> [Work instruction]
Your answer is the lines below, exactly, from the one that contains "Access Denied error" through the one that contains "This adds some", both included.

• • • • •

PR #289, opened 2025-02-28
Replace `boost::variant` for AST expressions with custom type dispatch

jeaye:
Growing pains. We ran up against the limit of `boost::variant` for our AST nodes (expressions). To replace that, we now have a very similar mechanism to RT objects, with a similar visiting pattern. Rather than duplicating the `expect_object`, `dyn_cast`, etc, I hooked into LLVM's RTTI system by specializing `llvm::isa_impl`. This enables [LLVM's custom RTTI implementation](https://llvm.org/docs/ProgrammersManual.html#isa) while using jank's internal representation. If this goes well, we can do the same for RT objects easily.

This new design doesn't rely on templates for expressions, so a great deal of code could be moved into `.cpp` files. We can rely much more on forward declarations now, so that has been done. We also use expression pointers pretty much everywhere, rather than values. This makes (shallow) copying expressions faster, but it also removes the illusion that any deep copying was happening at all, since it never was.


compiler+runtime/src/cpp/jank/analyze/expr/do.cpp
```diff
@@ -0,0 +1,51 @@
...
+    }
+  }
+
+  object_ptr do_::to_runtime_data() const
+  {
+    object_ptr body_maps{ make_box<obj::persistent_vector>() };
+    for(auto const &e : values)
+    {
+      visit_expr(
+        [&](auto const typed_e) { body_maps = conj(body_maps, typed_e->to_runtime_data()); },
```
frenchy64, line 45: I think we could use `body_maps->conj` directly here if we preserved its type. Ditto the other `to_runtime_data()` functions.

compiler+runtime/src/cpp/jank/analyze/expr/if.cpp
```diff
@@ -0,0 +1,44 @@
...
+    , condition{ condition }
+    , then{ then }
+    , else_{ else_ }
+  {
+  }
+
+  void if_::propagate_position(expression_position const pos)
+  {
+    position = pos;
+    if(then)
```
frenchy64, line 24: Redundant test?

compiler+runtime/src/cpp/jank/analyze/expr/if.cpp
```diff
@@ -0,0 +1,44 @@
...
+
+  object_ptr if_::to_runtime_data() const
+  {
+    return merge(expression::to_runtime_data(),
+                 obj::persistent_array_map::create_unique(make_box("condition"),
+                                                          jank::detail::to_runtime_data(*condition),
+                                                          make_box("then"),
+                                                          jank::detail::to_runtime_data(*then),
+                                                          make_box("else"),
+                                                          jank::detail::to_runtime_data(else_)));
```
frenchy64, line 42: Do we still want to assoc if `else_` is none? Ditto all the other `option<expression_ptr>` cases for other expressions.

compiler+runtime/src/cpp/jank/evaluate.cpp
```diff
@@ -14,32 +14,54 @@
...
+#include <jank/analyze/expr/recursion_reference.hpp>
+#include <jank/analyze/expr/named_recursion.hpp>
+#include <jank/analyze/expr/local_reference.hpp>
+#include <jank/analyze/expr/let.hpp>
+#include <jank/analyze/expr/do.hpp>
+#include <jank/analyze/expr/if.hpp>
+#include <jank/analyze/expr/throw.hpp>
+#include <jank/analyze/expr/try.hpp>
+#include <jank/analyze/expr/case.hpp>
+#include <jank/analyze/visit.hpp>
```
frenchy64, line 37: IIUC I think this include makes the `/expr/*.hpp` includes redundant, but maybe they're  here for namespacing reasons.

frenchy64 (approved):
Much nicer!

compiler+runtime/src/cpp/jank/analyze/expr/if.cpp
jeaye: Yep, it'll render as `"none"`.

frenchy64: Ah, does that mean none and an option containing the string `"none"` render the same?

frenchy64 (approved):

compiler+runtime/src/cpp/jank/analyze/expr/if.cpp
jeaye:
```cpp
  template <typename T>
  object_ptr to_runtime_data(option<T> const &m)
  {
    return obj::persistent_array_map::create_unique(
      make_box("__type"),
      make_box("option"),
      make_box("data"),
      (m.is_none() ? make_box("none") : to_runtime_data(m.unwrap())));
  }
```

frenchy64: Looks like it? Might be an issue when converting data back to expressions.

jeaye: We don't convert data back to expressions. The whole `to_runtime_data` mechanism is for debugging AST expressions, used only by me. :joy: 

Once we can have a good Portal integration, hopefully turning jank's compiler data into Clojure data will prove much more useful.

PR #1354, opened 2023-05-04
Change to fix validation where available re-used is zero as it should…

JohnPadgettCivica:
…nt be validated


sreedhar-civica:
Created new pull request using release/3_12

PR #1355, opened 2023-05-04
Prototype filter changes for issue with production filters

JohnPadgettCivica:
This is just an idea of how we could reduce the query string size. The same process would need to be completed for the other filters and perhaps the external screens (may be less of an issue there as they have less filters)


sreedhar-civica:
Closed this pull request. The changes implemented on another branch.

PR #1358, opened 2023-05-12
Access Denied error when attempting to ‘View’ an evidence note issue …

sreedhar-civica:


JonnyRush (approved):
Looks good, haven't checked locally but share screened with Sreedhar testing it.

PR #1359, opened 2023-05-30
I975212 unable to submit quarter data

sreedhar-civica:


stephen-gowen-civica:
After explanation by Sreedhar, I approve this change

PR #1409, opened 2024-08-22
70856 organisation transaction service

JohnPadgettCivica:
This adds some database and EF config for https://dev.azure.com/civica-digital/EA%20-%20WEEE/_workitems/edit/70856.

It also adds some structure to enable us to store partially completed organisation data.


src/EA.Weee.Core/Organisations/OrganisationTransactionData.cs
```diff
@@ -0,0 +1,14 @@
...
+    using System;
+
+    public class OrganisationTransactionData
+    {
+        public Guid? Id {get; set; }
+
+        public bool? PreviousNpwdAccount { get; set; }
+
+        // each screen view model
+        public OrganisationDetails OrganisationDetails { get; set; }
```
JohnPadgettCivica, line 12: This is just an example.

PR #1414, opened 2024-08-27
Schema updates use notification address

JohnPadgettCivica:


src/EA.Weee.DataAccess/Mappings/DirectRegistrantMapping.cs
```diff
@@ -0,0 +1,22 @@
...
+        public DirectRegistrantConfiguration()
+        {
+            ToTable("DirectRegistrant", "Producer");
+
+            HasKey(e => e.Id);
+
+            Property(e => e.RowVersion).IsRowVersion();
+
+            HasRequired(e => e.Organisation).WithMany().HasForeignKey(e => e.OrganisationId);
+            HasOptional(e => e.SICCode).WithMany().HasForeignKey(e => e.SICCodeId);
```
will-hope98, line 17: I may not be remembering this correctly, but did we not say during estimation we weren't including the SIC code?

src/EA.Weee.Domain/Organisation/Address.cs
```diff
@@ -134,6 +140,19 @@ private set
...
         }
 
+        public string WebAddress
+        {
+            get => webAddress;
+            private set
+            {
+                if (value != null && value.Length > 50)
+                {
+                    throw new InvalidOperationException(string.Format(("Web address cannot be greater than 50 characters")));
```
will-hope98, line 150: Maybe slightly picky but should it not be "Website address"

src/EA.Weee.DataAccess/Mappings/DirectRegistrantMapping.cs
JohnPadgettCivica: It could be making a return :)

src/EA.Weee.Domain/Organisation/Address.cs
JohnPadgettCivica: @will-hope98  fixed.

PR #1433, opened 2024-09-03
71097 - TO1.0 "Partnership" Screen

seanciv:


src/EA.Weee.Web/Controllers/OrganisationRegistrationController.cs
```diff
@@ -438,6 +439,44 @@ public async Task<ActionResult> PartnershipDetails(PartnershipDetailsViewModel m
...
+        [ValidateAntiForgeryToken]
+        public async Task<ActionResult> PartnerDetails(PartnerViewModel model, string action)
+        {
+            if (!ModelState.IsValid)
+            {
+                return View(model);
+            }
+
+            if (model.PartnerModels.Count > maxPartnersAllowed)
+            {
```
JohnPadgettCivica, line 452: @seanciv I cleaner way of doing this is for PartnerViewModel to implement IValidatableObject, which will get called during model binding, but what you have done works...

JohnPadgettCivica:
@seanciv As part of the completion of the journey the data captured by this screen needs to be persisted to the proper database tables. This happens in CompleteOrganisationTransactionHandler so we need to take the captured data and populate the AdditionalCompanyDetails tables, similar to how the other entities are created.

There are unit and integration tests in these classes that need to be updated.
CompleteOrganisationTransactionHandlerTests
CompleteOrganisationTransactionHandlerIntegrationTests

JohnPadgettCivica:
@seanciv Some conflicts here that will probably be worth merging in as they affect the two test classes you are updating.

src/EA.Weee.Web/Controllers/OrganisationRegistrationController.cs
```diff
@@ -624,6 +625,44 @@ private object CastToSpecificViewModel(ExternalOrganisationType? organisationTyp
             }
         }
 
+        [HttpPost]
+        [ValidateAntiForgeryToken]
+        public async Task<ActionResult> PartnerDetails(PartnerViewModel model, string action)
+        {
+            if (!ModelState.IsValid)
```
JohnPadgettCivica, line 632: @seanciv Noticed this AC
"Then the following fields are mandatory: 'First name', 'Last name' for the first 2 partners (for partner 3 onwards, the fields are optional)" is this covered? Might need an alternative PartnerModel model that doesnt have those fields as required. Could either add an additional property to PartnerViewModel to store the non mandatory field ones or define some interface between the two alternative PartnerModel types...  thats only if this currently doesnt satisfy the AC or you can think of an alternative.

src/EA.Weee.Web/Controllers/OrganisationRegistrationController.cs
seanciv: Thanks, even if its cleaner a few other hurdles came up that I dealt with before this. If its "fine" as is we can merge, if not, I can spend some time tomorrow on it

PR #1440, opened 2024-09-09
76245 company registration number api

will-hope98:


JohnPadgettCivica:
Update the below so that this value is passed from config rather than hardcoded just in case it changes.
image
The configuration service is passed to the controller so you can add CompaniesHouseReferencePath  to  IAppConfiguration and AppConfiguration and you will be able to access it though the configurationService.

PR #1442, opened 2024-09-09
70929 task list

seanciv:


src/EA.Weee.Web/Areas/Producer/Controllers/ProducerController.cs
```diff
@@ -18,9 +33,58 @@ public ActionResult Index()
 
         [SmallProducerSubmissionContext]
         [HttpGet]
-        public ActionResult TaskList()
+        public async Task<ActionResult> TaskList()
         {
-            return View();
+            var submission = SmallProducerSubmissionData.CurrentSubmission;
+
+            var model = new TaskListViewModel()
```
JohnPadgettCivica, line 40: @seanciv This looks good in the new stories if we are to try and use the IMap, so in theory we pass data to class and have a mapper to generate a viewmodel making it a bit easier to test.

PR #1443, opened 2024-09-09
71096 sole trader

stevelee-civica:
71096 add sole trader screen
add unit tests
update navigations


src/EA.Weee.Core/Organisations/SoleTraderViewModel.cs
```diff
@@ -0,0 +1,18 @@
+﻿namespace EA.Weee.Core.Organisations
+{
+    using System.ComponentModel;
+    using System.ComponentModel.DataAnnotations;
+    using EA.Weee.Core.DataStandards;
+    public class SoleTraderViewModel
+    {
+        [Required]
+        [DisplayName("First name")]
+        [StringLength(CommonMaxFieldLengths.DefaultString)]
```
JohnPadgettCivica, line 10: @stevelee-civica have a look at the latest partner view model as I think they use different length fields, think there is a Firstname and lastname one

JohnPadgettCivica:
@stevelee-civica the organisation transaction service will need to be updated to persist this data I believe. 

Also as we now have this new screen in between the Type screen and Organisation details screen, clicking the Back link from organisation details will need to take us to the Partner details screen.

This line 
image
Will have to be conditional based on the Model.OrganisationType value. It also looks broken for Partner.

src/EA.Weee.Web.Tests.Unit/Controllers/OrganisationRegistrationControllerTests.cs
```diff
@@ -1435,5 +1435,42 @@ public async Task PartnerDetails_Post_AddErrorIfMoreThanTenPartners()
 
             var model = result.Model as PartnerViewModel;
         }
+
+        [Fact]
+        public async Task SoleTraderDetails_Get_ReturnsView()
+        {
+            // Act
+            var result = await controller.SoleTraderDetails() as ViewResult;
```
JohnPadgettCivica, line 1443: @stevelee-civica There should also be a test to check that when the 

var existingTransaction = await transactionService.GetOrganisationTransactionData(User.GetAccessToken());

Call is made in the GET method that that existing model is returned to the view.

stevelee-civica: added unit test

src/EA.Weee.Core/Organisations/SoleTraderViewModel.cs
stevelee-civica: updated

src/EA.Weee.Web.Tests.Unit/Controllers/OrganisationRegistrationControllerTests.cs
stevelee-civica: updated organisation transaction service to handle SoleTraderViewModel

• • • • •

> [Result for this task]
Access Denied error when attempting to ‘View’ an evidence note issue …

sreedhar-civica:


JonnyRush (approved):
Looks good, haven't checked locally but share screened with Sreedhar testing it.

PR #1359, opened 2023-05-30
I975212 unable to submit quarter data

sreedhar-civica:


stephen-gowen-civica:
After explanation by Sreedhar, I approve this change

PR #1409, opened 2024-08-22
70856 organisation transaction service

JohnPadgettCivica:
This adds some database and EF config for https://dev.azure.com/civica-digital/EA%20-%20WEEE/_workitems/edit/70856.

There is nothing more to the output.